:: WHAT YOU SHOULD DO ::
Search the entries below for "entirely", and copy each line where it appears.

Stored items:
+ + + +

PR #465, opened 2018-08-08
Enhance jail config template setter

### LINKED ISSUE #377: inconsistency between template=no and template=no,- usage

gronke:
closes #377

- Forces template to be a boolean value
- Resolve flake8 T484 exclusions in BaseConfig by dynamically calling setter functions with `skip_on_error` parameter

### DIFF
--- a/iocage/lib/Config/Jail/BaseConfig.py
+++ b/iocage/lib/Config/Jail/BaseConfig.py
@@ -623,6 +623,7 @@ class BaseConfig(dict):
                 return
 
             self._set_data(key, parsed_value)
+            error = None
         except ValueError as err:
             error = iocage.lib.errors.InvalidJailConfigValue(
                 reason=str(err),
@@ -630,8 +631,9 @@ class BaseConfig(dict):
                 logger=self.logger,
                 level=("warn" if (skip_on_error is True) else "error")
             )
-            if skip_on_error is False:
-                raise error
+
+        if (error is not None) and (skip_on_error is False):
+            raise error
 
     def _set_data(
         self,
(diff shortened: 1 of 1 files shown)


iocage/lib/Config/Jail/BaseConfig.py
```diff
@@ -24,6 +24,7 @@
 # POSSIBILITY OF SUCH DAMAGE.
 """The common base of jail configurations."""
 import typing
+import inspect
```
igalic: i'm very skeptic of inspect. it seems more like a debug module…

iocage/lib/Config/Jail/BaseConfig.py
```diff
@@ -616,22 +598,31 @@ def __setitem__(  # noqa: T400
             setter_method_name = f"_set_{key}"
             if setter_method_name in object.__dir__(self):
                 setter_method = self.__getattribute__(setter_method_name)
+                setter_kwargs = dict()
+                _spec = inspect.getfullargspec(setter_method)
+                if ("skip_on_error" in _spec) or (_spec.varkw is not None):
+                    # only pass skip_on_error when method reads it
+                    setter_kwargs["skip_on_error"] = skip_on_error
+                    # do not skip in this method when the setter takes care
+                    skip_on_error = False
```
igalic: this whole section seems a bit over-engeineered
when we can simply demand all setters have skip on error with default of `False`

gronke: You might be right with this. Because no setter function consumes skip_on_error at the moment, I will remove this entirely.

PR #466, opened 2018-08-08
Feature: fstab Hotplugging

### LINKED ISSUE #346: ioc fstab rm does not unmount
if a jail is running and i issue:

```
ioc fstab rm /root foo
```

then shutdown or or reboot the jail
that bind-mount will not be removed until i either do it manually, or reboot the host.

`ioc fstab show foo` will show it's gone, of course, but since `ioc fstab rm` did not umount it, it's still there.

gronke:
- [x] Mounts added entries when a jail is running
- [x] Unmount a destination when a jail is running before removing the line from fstab
- fixes #346 by allowing changes to a running jail
- removed `**kwargs` from setter function headers. Initially these existed because skip_on_error was optionally read by the setters. Since there was no single occasion in the codebase where this it was used, the optional setter argument was removed entirely.

### DIFF
--- a/iocage/lib/Config/Jail/File/Fstab.py
+++ b/iocage/lib/Config/Jail/File/Fstab.py
@@ -30,6 +30,7 @@ import random
 import re
 
 import iocage.lib.helpers
+import iocage.lib.Types
 import iocage.lib.Config.Jail.File
 
 
@@ -248,8 +249,8 @@ class Fstab(
                 continue
 
             new_line = FstabLine({
-                "source": fragments[0],
-                "destination": destination,
+                "source": iocage.lib.Types.AbsolutePath(fragments[0]),
+                "destination": iocage.lib.Types.AbsolutePath(destination),
                 "type": fragments[2],
                 "options": fragments[3],
                 "dump": fragments[4],
@@ -481,6 +482,23 @@ class Fstab(
 
     def __delitem__(self, index: int) -> None:  # noqa: T484
         """Delete an FstabLine at the given index."""
+        deletion_target_line = self.__getitem__(index)
+        jail_name = self.jail.humanreadable_name
+        source = deletion_target_line["source"]
+        destination = deletion_target_line["destination"]
+        if self.jail.running is True:
+            self.logger.verbose(
+                f"Unmounting {destination} from running jail {jail_name}"
+            )
+            iocage.lib.helpers.umount(
+                destination,
+                force=True,
+                logger=self.logger
+            )
+        self.logger.verbose(
+            f"Deleting fstab entry from jail {jail_name}: "
+            f"{source} -> {destination}"
+        )
         real_index = self._get_real_index(index)
         self._lines.__delitem__(real_index)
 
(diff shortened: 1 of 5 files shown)


iocage/lib/Jail.py
```diff
@@ -694,18 +694,13 @@ def _run_hook(self, hook_name: str) -> typing.Optional[
...
-            realpath = os.path.realpath(_dir)
-            if realpath.startswith(self.dataset.mountpoint) is False:
-                raise iocage.lib.errors.SecurityViolationConfigJailEscape(
-                    file=realpath
-                )
-            if os.path.isdir(realpath) is False:
-                os.makedirs(realpath, 0o755)
+        realpath = os.path.realpath(self.launch_script_dir)
+        if realpath.startswith(self.dataset.mountpoint) is False:
+            raise iocage.lib.errors.SecurityViolationConfigJailEscape(
```
igalic: this is pretty cool! (i hadn't noticed it yet)

iocage/lib/Jail.py
```diff
@@ -1565,9 +1553,11 @@ def _launch_single_command_jail(
             "command=/usr/bin/true"
         ]
 
+        _identifier = str(shlex.quote(self.identifier))
+        _jls_command = f"/usr/sbin/jls -j {_identifier} jid"
```
igalic: what does the `jid` at the end of this command mean?

iocage/lib/Config/Jail/File/Fstab.py
```diff
@@ -376,10 +383,13 @@ def add_line(
         if type(line) == FstabLine:
             # destination is always relative to the jail resource
             if line["destination"].startswith(self.jail.root_path) is False:
-                line["destination"] = "/".join([
+
```
igalic: what's with the empty line here?

iocage/lib/Config/Jail/File/Fstab.py
```diff
@@ -343,7 +349,8 @@ def add_line(
         ],
         skip_existing: bool=False,
         replace: bool=False,
-        auto_create_destination: bool=False
+        auto_create_destination: bool=False,
```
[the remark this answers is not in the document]
gronke: I think so because you can either make sure yourself that the directory exists or you may set this neat flag. Consider this default to be interesting for library users but not so much in the CLI context.

iocage/lib/Jail.py
igalic: ah, i was just looking explicitly for `jid`

iocage/lib/Config/Jail/File/Fstab.py
gronke: Uhm.. It's.. It's waiting for removal.

iocage/lib/Config/Jail/File/Fstab.py
```diff
@@ -248,16 +254,16 @@ def parse_lines(
                 continue
 
             new_line = FstabLine({
-                "source": fragments[0],
-                "destination": destination,
+                "source": iocage.lib.Types.AbsolutePath(fragments[0]),
+                "destination": iocage.lib.Types.AbsolutePath(destination),
```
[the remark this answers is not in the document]
gronke: Nothing to worry about 😄
The type can be enhanced and applied more consequently.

+ + + +

:: ANSWER SECTION ::
gronke: You might be right with this. Because no setter function consumes skip_on_error at the moment, I will remove this entirely.
- removed `**kwargs` from setter function headers. Initially these existed because skip_on_error was optionally read by the setters. Since there was no single occasion in the codebase where this it was used, the optional setter argument was removed entirely.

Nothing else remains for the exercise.